PR #190, opened 2026-07-08
test: fix atomic_test expectations and make >4GiB workfile unit tests sparse

adam8157:
### 1. `atomic_test` never asserted anything

Both `pg_atomic_sub_fetch_u64` sub-tests computed their expected value with `+` instead of `-`, so two of the five assertions failed on every platform, the summary was always `f` — and the `f` rows were snapshotted into the expected output in the same commit that added the test (2020, 5b147fbe05e). Fix the arithmetic and expect `t`.

### 2. The >4GiB unit tests wrote ~19GB of filler to test offset arithmetic

`buffile_large_file_test` and `logicaltape_test` each wrote 4.83GB per backend (48319 x 100KB records), on the coordinator and every segment at once — ~19GB transient disk on a one-disk demo cluster, enough to ENOSPC a host with less headroom, and minutes of pure filler I/O.

What they guard is int64 offset arithmetic and 1GiB segment rollover, not bulk data volume. `BufFileSeek` cannot move past the last existing segment file, but within existing segments it does not check the physical file size, and pwrite leaves never-written ranges as filesystem holes. So the buffile test now grows the file by writing one record across each 1GiB boundary (exercising the real segment-rollover write path four times), then writes a marked record just past the 4GiB mark and reads it back through both `BufFileSeek` and `BufFileSeekBlock`: logically >4GiB, under 1MB on disk. The tape (strictly sequential block allocation, no sparse path) shrinks to just past the underlying 1GiB segment boundary; its block I/O goes through `BufFileSeekBlock`, which the buffile test now covers past 4GiB.

The target records are also prefixed with a distinct marker — previously every record had identical content, so the post-seek read-back could not have detected a seek landing on the wrong record.

### Verification

On a demo cluster, `buffile_large_file_test`, `logicaltape_test` and `atomic_test` all return `t` on the coordinator and all segments (previously `f` for atomic_test, ENOSPC-prone for the large-file pair).

### DIFF
--- a/src/test/isolation2/workfile_mgr_test.c
+++ b/src/test/isolation2/workfile_mgr_test.c
@@ -118,6 +118,8 @@ gp_workfile_mgr_test_harness(PG_FUNCTION_ARGS)
 		elog(LOG, "No tests match given name: %s", test_name);
 	}
 
+	pfree(test_name);
+
 	PG_RETURN_BOOL(ran_any_tests && result);
 }
 
@@ -153,6 +155,8 @@ gp_workfile_mgr_create_workset(PG_FUNCTION_ARGS)
 		if (closeFile)
 			BufFileClose(buffile);
 	}
+
+	pfree(worksetName);
 
 	PG_RETURN_VOID();
 }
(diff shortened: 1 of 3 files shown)


src/test/isolation2/workfile_mgr_test.c
haolinw, line 535: `buffer` missed pfree.

src/test/isolation2/workfile_mgr_test.c
```diff
@@ -554,28 +594,21 @@ logicaltape_test(void)
...
 		}
 
 	}
 
+	pfree(filler->data);
+	pfree(filler);
+
 	/* Set target LogicalTape */
 	work_tape = test_tape;
 	char *buffer = palloc(nchars * sizeof(char));
```
haolinw, line 621: Both `buffer` and `test_string` missed pfree.

haolinw (approved):
LGTM

PR #194, opened 2026-07-13
Fix ORCA folding NULL scalar-subquery count() results to 0

adam8157:
A scalar subquery returns NULL when a row-eliminating operator (a correlated filter above the aggregate, or a join) eliminates the aggregate's output row; it returns 0 only when the count() aggregate itself ran over empty input.

CSubqueryHandler wrapped the subquery output in COALESCE(count, 0) whenever CUtils::FHasCountAggMatchingColumn() could find a matching count() aggregate anywhere below the subquery root -- the recursion walked through filters, limits and joins, so an eliminated aggregate row was resurrected as 0:

    select v.c, (select cnt
                 from (select count(*) cnt from generate_series(1,4)) s
                 where v.c)
    from (values (false),(true)) v(c);

returned (f,0) instead of (f,NULL) with optimizer=on.

Fix by restricting the coalesce decision to count aggregates reachable through row-preserving operators only, and by requiring correlated execution when the count output sits behind a row-eliminating operator: a single COALESCE at the subquery output cannot represent both "aggregate row eliminated" (NULL) and "aggregate over empty input" (0) in the decorrelated form. Regenerate the two affected minidumps and add regression coverage to bfv_subquery.

### DIFF
--- a/src/backend/gporca/data/dxl/minidump/ScalarSubqueryCountStar.mdp
+++ b/src/backend/gporca/data/dxl/minidump/ScalarSubqueryCountStar.mdp
@@ -277,10 +277,10 @@ EXPLAIN SELECT (SELECT COUNT(*) FROM bar GROUP BY c LIMIT 1) FROM foo;
         </dxl:LogicalGet>
       </dxl:LogicalProject>
     </dxl:Query>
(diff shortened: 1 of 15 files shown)


JunfengYang (approved):
+1

PR #200, opened 2026-07-27
Veto direct dispatch for Strewn-locus Append/MergeAppend children

### LINKED ISSUE #199: Direct dispatch silently drops rows from a Strewn-locus Append/MergeAppend child (gp_dist_random over a FROM-less view)
## Summary

`DirectDispatchUpdateContentIdsFromPlan()`'s per-plan-node-type switch treats `T_Result` and `T_SubqueryScan` as "no change" (silence, meaning "no constraint"). That's only sound for pass-through nodes. A `gp_dist_random(...)` argument gets `CdbPathLocus_MakeStrewn()` applied to its path specifically because there is no known function tying its rows to segments — it must run on every segment, with no qual-based narrowing possible. But once such a child's plan is built, its shape can collapse to a bare `Result` or a plain `SubqueryScan` (e.g. a FROM-less view's contents get constant-folded away), and the walker has no way to tell that collapsed shape apart from a harmless one — both silently contribute "no change". That silence lets a sibling's correctly-computed narrow target (e.g. a plain relation scan with an equality qual on the distribution key) win the whole Append's (or MergeAppend's) direct-dispatch decision outright, silently dropping the Strewn child's rows on every segment the sibling's target excludes.

## Repro (Append)

```sql
set optimizer = off;
create table t(a int) distributed by (a);
insert into t select generate_series(1,100);
create view v_fromless as select 1 as x;

select a from t where a = 1
union all
select x from gp_dist_random('v_fromless');
```

Expected 2 rows (1 from `t` + 1 from the view, once per each of the 3 segments = 3 rows, so actually 4 total); actual 2 — the view's rows on 2 of the 3 segments are silently dropped, because the whole slice gets `Gather Motion 1:1 (segments: 1)` instead of running on all 3 segments.

## Repro (MergeAppend)

When both UNION ALL branches are independently sortable (an inner `ORDER BY` on one side; a single-row `Result` is trivially sorted on the other), the planner picks a `MergeAppend` instead of a plain `Append`, and the identical collapse happens there too:

```sql
set optimizer = off;
create table foo(a int, b int) distributed by (a);
insert into foo select 100, i from generate_series(1,1000) i;
create view foo_fromless as select 1 as x;

(select b from foo where a = 100 order by b)
union all
select x from gp_dist_random('foo_fromless')
order by 1 limit 5;
```

Expected `1,1,1,1,2`; actual `1,1,2,3,4` — two of the view's three per-segment rows are dropped.

## Root cause

Silence in the walker's switch is only safe for genuine pass-through nodes, not for a Strewn-locus leaf whose plan shape happened to collapse to something the walker can't distinguish from a harmless pass-through.

## Fix

Check each Append/MergeAppend child's own Path locus directly, in `create_append_plan()` and `create_merge_append_plan()`, before the child plan is even built: a Strewn locus is an unambiguous, Path-level signal that this child cannot be narrowed under any circumstances, so veto direct dispatch for the whole slice right there.

Verified on a 3-segment demo cluster (`optimizer=off`): both repros now return the correct row counts; a plain two-relation point-lookup UNION ALL with no Strewn child still narrows to a single segment, unaffected.

avamingli:
## Summary

Closes #199

`DirectDispatchUpdateContentIdsFromPlan()`'s per-plan-node-type switch treats `T_Result` and `T_SubqueryScan` as "no change" (silence, meaning "no constraint"). That's only sound for pass-through nodes. A `gp_dist_random(...)` argument gets `CdbPathLocus_MakeStrewn()` applied to its path specifically because there is no known function tying its rows to segments — it must run on every segment, with no qual-based narrowing possible. But once such a child's plan is built, its shape can collapse to a bare `Result` or a plain `SubqueryScan` (e.g. a FROM-less view's contents get constant-folded away), and the walker has no way to tell that collapsed shape apart from a harmless one — both silently contribute "no change". That silence lets a sibling's correctly-computed narrow target win the whole Append's (or MergeAppend's) direct-dispatch decision outright, silently dropping the Strewn child's rows on every segment the sibling's target excludes.

The same collapse happens through a MergeAppend when both UNION ALL branches are independently sortable (an inner ORDER BY on one side; a single-row Result is trivially sorted on the other), since `create_merge_append_plan()` had none of the veto either.

## Fix

Check each child's own Path locus directly, in `create_append_plan()` and `create_merge_append_plan()`, before the child plan is even built: a Strewn locus is an unambiguous, Path-level signal that this child cannot be narrowed under any circumstances, so veto direct dispatch for the whole slice right there.

## Testing

Added regression coverage to `direct_dispatch` (both variants), including the `_optimizer` answer file (GPORCA falls back to the Postgres planner for this construct, so the output is identical). Verified live on a 3-segment demo cluster: both repros return the correct row counts; a plain two-relation point-lookup UNION ALL with no Strewn child still narrows to a single segment, unaffected. Ran the full `greenplum_schedule` — the only failures observed were pre-existing environment issues (a fault-injector left armed by an earlier fault-injection test, cascading into unrelated later tests), unrelated to this change; `direct_dispatch` itself passes cleanly.

### DIFF
--- a/src/backend/optimizer/plan/createplan.c
+++ b/src/backend/optimizer/plan/createplan.c
@@ -1271,9 +1271,23 @@ create_append_plan(PlannerInfo *root, AppendPath *best_path, int flags)
 		 * this child's rows on every segment the sibling's target
 		 * excludes.  Veto direct dispatch here, from the Path's own
 		 * locus, before that ambiguity has a chance to arise downstream.
+		 *
+		 * Exception: set_append_path_locus() also tags a pinned General/
+		 * SegmentGeneral child (the "One-Time Filter:
+		 * gp_execution_segment() = N" trick, see the direct_dispath_
+		 * contentIds comment above) as Strewn -- that child is NOT an
+		 * unconstrained "runs everywhere" leaf, it is already confined to
+		 * one specific, known segment, and create_plan_recurse() (via
+		 * create_gating_plan()'s tail above) already merged that exact
+		 * content id into this slice's direct-dispatch info. Blanket-
+		 * vetoing here would clobber that correct, already-computed
+		 * narrowing, so skip the veto whenever the Path recorded a
+		 * specific pin.
 		 */
 		if (Gp_role == GP_ROLE_DISPATCH && root->config->gp_enable_direct_dispatch &&
-			CdbPathLocus_IsStrewn(subpath->locus))
+			CdbPathLocus_IsStrewn(subpath->locus) &&
+			!(IsA(subpath, ProjectionPath) &&
+			  ((ProjectionPath *) subpath)->direct_dispath_contentIds != NIL))
 		{
 			DirectDispatchInfo dispatchInfo;
 
@@ -1490,10 +1504,14 @@ create_merge_append_plan(PlannerInfo *root, MergeAppendPath *best_path,
 		 * MergeAppend arises here exactly like an Append does -- from a
 		 * UNION ALL whose branches happen to already be sorted (or
 		 * trivially sorted, as a single-row Result is) -- so it needs the
-		 * same veto.
+		 * same veto, with the same exception for an already-pinned
+		 * General/SegmentGeneral child (see the comment in
+		 * create_append_plan()).
 		 */
 		if (Gp_role == GP_ROLE_DISPATCH && root->config->gp_enable_direct_dispatch &&
-			CdbPathLocus_IsStrewn(subpath->locus))
+			CdbPathLocus_IsStrewn(subpath->locus) &&
+			!(IsA(subpath, ProjectionPath) &&
+			  ((ProjectionPath *) subpath)->direct_dispath_contentIds != NIL))
 		{
 			DirectDispatchInfo dispatchInfo;
 
--- a/src/backend/optimizer/plan/createplan.c
+++ b/src/backend/optimizer/plan/createplan.c
@@ -1255,6 +1255,36 @@ create_append_plan(PlannerInfo *root, AppendPath *best_path, int flags)
 		subplan = create_plan_recurse(root, subpath, CP_EXACT_TLIST);
 
 		/*
+		 * A Strewn-locus child (e.g. gp_dist_random(...), which
+		 * CdbPathLocus_MakeStrewn()'s callers use precisely because there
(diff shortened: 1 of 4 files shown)


avamingli:
Pushed a correction (6b4b6d2bc4). While chasing down the earlier CI failure I found the veto was too broad: `set_append_path_locus()` also tags an already-pinned General/SegmentGeneral child (the "One-Time Filter: gp_execution_segment() = N" trick for the earlier pinned-Append-child fix) as `Strewn`. That child is already confined to one known segment and its narrowing was already being merged correctly elsewhere -- the blanket veto clobbered that and widened dispatch to every segment whenever such a child was present.

Fixed by skipping the veto when the Strewn-locus child is a `ProjectionPath` with a non-NIL `direct_dispath_contentIds` (i.e. the Path itself already recorded a specific pin). Re-verified both original repros plus the partition-pruning construct that exposed the gap; ran the full `greenplum_schedule` again -- `direct_dispatch` and `partition_prune` both pass cleanly now.

src/backend/optimizer/plan/createplan.c
```diff
@@ -1254,6 +1254,50 @@ create_append_plan(PlannerInfo *root, AppendPath *best_path, int flags)
...
+		 * create_gating_plan()'s tail above) already merged that exact
+		 * content id into this slice's direct-dispatch info. Blanket-
+		 * vetoing here would clobber that correct, already-computed
+		 * narrowing, so skip the veto whenever the Path recorded a
+		 * specific pin.
+		 */
+		if (Gp_role == GP_ROLE_DISPATCH && root->config->gp_enable_direct_dispatch &&
+			CdbPathLocus_IsStrewn(subpath->locus) &&
+			!(IsA(subpath, ProjectionPath) &&
+			  ((ProjectionPath *) subpath)->direct_dispath_contentIds != NIL))
```
SKeyerror, line 1290: I found this is a typo: "direct_dispath_contentIds", not "direct_dispatch_contentIds" 🤣

This is a historical problem. Not blocking this PR.

SKeyerror (approved):
LGTM.

src/backend/optimizer/plan/createplan.c
avamingli: grep the typo, found one more:)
-------------------------
The lines needed run from the first line of the data through the line containing "never asserted anything"; give them again exactly and nothing else.

PR #190, opened 2026-07-08
test: fix atomic_test expectations and make >4GiB workfile unit tests sparse

adam8157:
### 1. `atomic_test` never asserted anything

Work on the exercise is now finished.